Heat exchangers are systems whose operation is based on the exchange and the heat/energy transfer between two or more media imperiled to different temperatures. These exchangers represent an essential element having some primordial applications in several sectors like the industrial, transportation, residential sector, and others. Therefore, the enhancing the performances of these exchangers became a necessity to a better control and management of this heat energy. This development should necessary pass through the developing the heat and present configurations able to provide better thermal efficiency.

Indeed, to design high-performance heat exchangers, many researchers have dedicated to study the phenomena, thermal and hydrodynamic, to improve their performance in heat transfer. Among the topics studied, the improvement in thermo-solar systems occupies a large place [1,2,3,4,5,6,7,8].

Generally, to improve the performance of a heat transfer system two different ways are used: (i) increasing the thermal viscosity of its cooling fluid or (ii) by changing the flow structure of the heat transfer (cooling) fluid. In the first mode, the technique substitutes a fluid with a higher thermal conductivity for the cooling fluid. While the second consists on the integration of baffles vortex generators that favor the phenomenon of turbulence. In this paper, we will focus on the second technique. But before dealing with the methodology and the innovation of this paper a literature review will be discussed. In fact, to improve the rate of exchange and heat transfer by convection, many researchers have used baffles [9,10,11,12] or ribs as inserts to reduce the thickness of the thermal boundary layer and improve the heat transfer [13,14,15,16,17,18]. In the same context, Kelkar et al. [19] presented a numerical study of forced convective heat transfer in ducts with periodically varying cross-sectional areas. Similarly, Maakoul et al. [20] numerically examined the thermal–hydraulic performance of STHXs with helical, segmental, and tri-lobed hole baffles. Lei et al. [21] investigated the effect of helix angles on overall characteristics and concluded that 45° is the most advantageous. Also, Sahel et al. [22] used a numerical models to assess the influence of hole location (PAR) on perforated baffles. According to Sara et al. [23], using solid ribs with a 90° angle of attack to the axial flow resulted in heated zones. Recently, several studies have used the V-shape concept ribs, for instance Chai et al. [24] looked at the influence of rib form in channels, comparing rectangular, front triangular, rear triangular, isosceles triangular, and semicircular ribs. Furthermore, Chang et al. [25] improved a channel heat exchanger's thermal–hydraulic performance by adding oblique baffles and perforated slots. TPF was raised to 3.4–2 and 3.2–1.6 for Reynolds numbers 10,000 to 50,000. Based on the TPF values, the authors recommended oblique slots downstream of bordering oblique ribs.

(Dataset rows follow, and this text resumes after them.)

PR #4228, opened 2026-05-01
fix(dashboard): Display boolean values in CustomCheckEditor

robertkasza:
### Checklist

- [x] No breaking changes
- [x] Tests pass

### **PR Type**
Bug fix

___

### **Description**
- Fixes the variable-combobox trigger label in `CustomCheckEditor` so non-string `comboboxValue`s (e.g. boolean `true`/`false`) render as readable text instead of falling back to the placeholder or breaking the trigger.
- Introduces a small `getDisplayValue` helper that returns strings as-is, treats `null`/`undefined` as empty so the `'Select variable...'` placeholder still wins, and `String()`-coerces other primitives.
- Adds a parametrized vitest case covering boolean, string, `null`, and `undefined` values to lock in the trigger label rendering.

___

<tr><td><strong>Core logic</strong></td><td><details><summary>1 files</summary><table>
<tr>
  <td><strong>ConditionValue.tsx</strong><dd><code>Add getDisplayValue helper to safely stringify non-string combobox values for the trigger label.</code></dd></td>
  <td><a href="https://github.com/nhost/nhost/pull/4228/files#diff-810657158af1493e2b841f61a1dfa02c99077838c527e860607fd0c5ca311f08">+13/-1</a></td>
</tr>
</table></details></td></tr>
<tr>
  <td><strong>ConditionValue.test.tsx</strong><dd><code>Add parametrized trigger-label test covering boolean, string, null, and undefined values.</code></dd></td>
  <td><a href="https://github.com/nhost/nhost/pull/4228/files#diff-19fa3f88d3784d5a287e92b6b48ca0e9542916589235e0a00372d75f79abd5a4">+25/-0</a></td>
</tr>
</table></details></td></tr>
</tbody></table>

</details>

___

### DIFF
--- a/dashboard/src/features/orgs/projects/database/dataGrid/components/CustomCheckEditor/ConditionValue.tsx
+++ b/dashboard/src/features/orgs/projects/database/dataGrid/components/CustomCheckEditor/ConditionValue.tsx
@@ -233,11 +233,23 @@ function ConditionValue({
     );
   }
 
+  function getDisplayValue(value: unknown): string {
+    if (typeof value === 'string') {
+      return value;
+    }
+    if (value === null || value === undefined) {
+      return '';
+    }
+    return String(value);
+  }
+
   const selectedVariable = availableHasuraPermissionVariables.find(
     (variable) => variable.value === comboboxValue,
   );
   const comboboxLabel =
-    selectedVariable?.label || comboboxValue || 'Select variable...';
+    selectedVariable?.label ||
+    getDisplayValue(comboboxValue) ||
+    'Select variable...';
 
   return (
     <Popover open={open} onOpenChange={setOpen}>
--- a/dashboard/src/features/orgs/projects/database/dataGrid/components/CustomCheckEditor/ConditionValue.test.tsx
+++ b/dashboard/src/features/orgs/projects/database/dataGrid/components/CustomCheckEditor/ConditionValue.test.tsx
@@ -229,4 +229,32 @@ describe('ConditionValue', () => {
       },
     );
   });
+
+  describe('combobox trigger label', () => {
+    beforeEach(() => {
+      mocks.useGetRolesPermissionsQuery.mockImplementation(() => ({
+        data: mockPermissionsData,
+        loading: false,
+      }));
+    });
+
+    it.each([
+      { value: true, expected: 'true' },
+      { value: false, expected: 'false' },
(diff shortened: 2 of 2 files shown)


dashboard/src/features/orgs/projects/database/dataGrid/components/CustomCheckEditor/ConditionValue.tsx
```diff
@@ -236,8 +278,14 @@ function ConditionValue({
   const selectedVariable = availableHasuraPermissionVariables.find(
     (variable) => variable.value === comboboxValue,
   );
+  const displayValue =
+    typeof comboboxValue === 'string'
+      ? comboboxValue
+      : comboboxValue == null
+        ? ''
+        : String(comboboxValue);
```
dbm03: nit: nested ternaries are usually advised against

dashboard/src/features/orgs/projects/database/dataGrid/components/CustomCheckEditor/ConditionValue.tsx
```diff
@@ -236,8 +278,14 @@ function ConditionValue({
...
   const comboboxLabel =
-    selectedVariable?.label || comboboxValue || 'Select variable...';
+    selectedVariable?.label || displayValue || 'Select variable...';
```
dbm03: Before this PR's changes, we used to show in the UI whether the selected value was something different to `true|false`, e.g. "X-Hasura-User-Id".

```json
{
  "booleano": {
    "_eq": "X-Hasura-User-Id"
  }
}
```

Before:
Image

After (this PR's branch):
Image
The value seems empty but it's actually "X-Hasura-User-Id" if you go to the JSON tab

I believe it'd be better to show the actual selected value (even if it's not selectable in the `<Select>` component)

robertkasza: I think you are right, but that check would never works. But we need to support env variables.

robertkasza: Good catch by the way. I will revert the changes and fix the issue that i noticed that true is not displayed.
image

dbm03 (approved):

On the other hand, Vashistha et al. [26] examined a circular tube's fluid flow and thermal behavior with multiple counter-flow inserts. Gunes et al. [27] discovered excellent overall enhancement efficiency in turbulent flow in a circular tube with a free spiral wire inserted with three-pitch ratios and two distances. Demartini et al. [28] analyzed turbulent airflow in a rectangular duct with two baffles. The selected shape is a simple tubular heat exchanger baffle geometry. This research demonstrates that the pressure and velocity fields are most variables around the baffles. Feijó et al. [29] offered a geometric optimization of a channel heated by various chemicals on the top and bottom sides. Also, Bazdidi-Tehrani et al. [30] simulated laminar fluid flow and heat transfer in a two-dimensional horizontal channel with in-line baffles. They found that V-baffles are inefficient due to Reynolds number and blocking ratio for high blocking ratios.

In the present study, we presented a novel concept of ribs integration and optimize them to enhance the heat transfer inside a cannel. These integrations have as objective increasing the turbulent, convective and forced flow of a heat transfer fluid. The concept is proposed by two partially inclined baffles, with different orientations. Moreover, our objective is to make a three-dimensional analysis and study the effect of the orientation of the baffles about the direction of flow on the thermohydrodynamic phenomenon and to seek the optimal position corresponding to the maximum rate of heat transfer with a minimum of pressure loss. The thermo-aerodynamic characteristics are listed below:

• Aerodynamic characteristics are streamlines, axial velocity (U), turbulence kinetic energy distribution (K), and friction factors (f).

• Thermal characteristics are isotherms, average Nusselt number (Nu), amount of heat transmitted by the system (Q), and fluid temperature profiles (T).

• The thermo-aerodynamic characteristic is the thermal performance enhancement factor (η).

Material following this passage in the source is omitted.